So a PMF here does not mean a PMF out there. So, and then there the ability, so two ways again to look at it, the ability to raise capital is still much higher compared to here. From here, a founder, if he has to sell to US, he’ll have to travel to US, park himself there, figure out the nuances of managing multiple team members.
So overall leverage, is there going to be something which is massive just in this terms of Rupee Dollar arbitrage? Or is this going to be a meta layer on top of that where you have extreme domain knowledge or you have a tech advantage or you understand a market segment extremely well, where you either have a distribution advantage. So this, I don’t believe that this cost arbitrage is probably going to work for the long run because it’s a very small part of the PMF.
But the only thing exits, let’s say in India, if you can list a company at, I don’t know, $10 million or 100 crores in India, that opens a new exit stream, which doesn’t happen in, which would not happen in US, but is that just going to be a time arbitrage right now? Or is this going to be permanent in India once they have lesser scarcity of listed companies? That we’ll have to see.
Shashank Bijapur 16:06
Got it. Interesting. Yeah, so we’ve always looked at, in fact, I always thought that with AI, the profitability is going to get compounded, primarily because if you look at COGS, your support costs are going low, but your fixed costs for servers are going higher.
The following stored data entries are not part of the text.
PR #367, opened 2022-10-16
Use IErrorListener while building managed assemblies

ds5678:


src/AsmResolver.DotNet/Builder/PEImageBuildContext.cs
```diff
@@ -12,24 +12,43 @@ public class PEImageBuildContext
...
+
+        /// <summary>
+        /// Gets the bag that collects all diagnostic information during the building process. 
+        /// </summary>
+        [Obsolete]
         public DiagnosticBag DiagnosticBag
+        {
+            get => (DiagnosticBag)ErrorListener;
+        }
+
```
Washi1337, line 45: We may want to define this as a `DiagnosticBag?`, and use `as` instead of a direct cast to avoid casting exceptions. Also, let's notify consumers using the `Obsolete` CA that the `ErrorListener` is now preferred over the `DiagnosticBag`.

src/AsmResolver.DotNet/Builder/PEImageBuildContext.cs
```diff
@@ -12,24 +12,43 @@ public class PEImageBuildContext
...
-        /// <param name="diagnosticBag">The diagnostic bag to use.</param>
+        /// <param name="diagnosticBag">The diagnostic bag to use.</param>
+        [Obsolete]
         public PEImageBuildContext(DiagnosticBag diagnosticBag)
         {
-            DiagnosticBag = diagnosticBag ?? throw new ArgumentNullException(nameof(diagnosticBag));
-        }
-        
+            ErrorListener = diagnosticBag ?? throw new ArgumentNullException(nameof(diagnosticBag));
+        }
```
Washi1337, line 26: Maybe mention in the `Obsolete` attribute what the new preferred constructor is.

src/AsmResolver.DotNet/ModuleDefinition.cs
```diff
@@ -1295,14 +1295,18 @@ public void Write(IBinaryStreamWriter writer, IPEImageBuilder imageBuilder, IPEF
...
+            if (result.ErrorListener is DiagnosticBag diagnosticBag && diagnosticBag.HasErrors)
             {
                 throw new AggregateException(
                     "Construction of the PE image failed with one or more errors.",
-                    result.DiagnosticBag.Exceptions);
+                    diagnosticBag.Exceptions);
+            }
+            else if (result.HasFailed)
+            {
+                throw new Exception("Construction of the PE image failed.");
```
Washi1337, line 1306: Let's not use the generic `Exception`, but maybe use `MetadataBuilderException` instead, or else define a new exception type (maybe `PEImageBuilderException`?).

Washi1337 (changes requested):
I think this is a good compromise until we make full breaking changes in 6.0. I have only small points of improvement, but otherwise LGTM.

PR #368, opened 2022-10-16
Add support for reading LProcRef and ProcRef symbols

ds5678:


Washi1337:
Would be nice if there are some unit test, to ensure that we don't break the implementation in the future. The `SimplePdb` resource has some `S_PROCREF` and  `S_LPROCREF` entries that we can verify.

Other than that, LGTM!

Washi1337 (approved):
LGTM. Thanks!

PR #369, opened 2022-10-20
BUGFIX: resolving m_scope field from DynamicILInfo rather than DynamicResolver.

CursedLand:


Washi1337 (approved):
Thanks a lot for implementing the fix!

PR #390, opened 2022-12-18
Fix docs order of instructions

sunnamed434:
[#Referencing members](https://asmresolver.readthedocs.io/en/development/dotnet/managed-method-bodies.html#referencing-members) has wrong instructions order (Console.WriteLine() without Ldstr when in Type[] it asks for string argument)


Washi1337:
Thanks!

PR #391, opened 2022-12-20
Add new property that whether returns a value that indicates if the T…

sunnamed434:
…ypeDefinition is `<Module>` type


sunnamed434:
Idk how you sort the usings, I just pressed the hotkey CTRL+R+G

sunnamed434:
To me this seems much more better

Washi1337:
Thanks!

R&D costs are probably getting lowered by 30, 40% because of productivity. You have S&M costs where a lot of the automated outbound emailing is happening. And you combine that with all of these things with, and G&A, like finance and legal, are being disrupted by AI.
So now combine that with a really low labor cost. I thought that this would create a ultra hyper profitable company, which is venture strapped far earlier in its journey than what it could have done earlier.
Pallav Nadhani 16:51
But somebody in the US can also do this. So I mean, in your, how many humans in the loop are getting involved in this? So the AI is like, so equilibrium will move.
Everybody at some point will be doing that. So then there’s only a time arbitrage. But if you look at SaaS companies, they take anything between one to three years to just get PMF.
Then another couple of years to get to 5, 10 million at some scale. And then you go to the later journey. By that time, I think most of this equilibrium is done.
And the other unreal fact about AI is, in SaaS, every time a user uses a product more, we are happy because NRR, we have more usage, more of the product. And this very incremental cost of the server. In AI, anytime somebody uses, if there’s a high velocity or high performance user, he’s basically taking your gross margins down because you have a cost of LLM.
So some of these things, even we are unsure how this will pan out. But will there be like from 2010 to 2015, let’s say companies have built, they had great leverage on engineering cost, your inside sales cost, customer support cost, even like the likes of product manager and all. Bunch of those are getting eroded away because higher costs here.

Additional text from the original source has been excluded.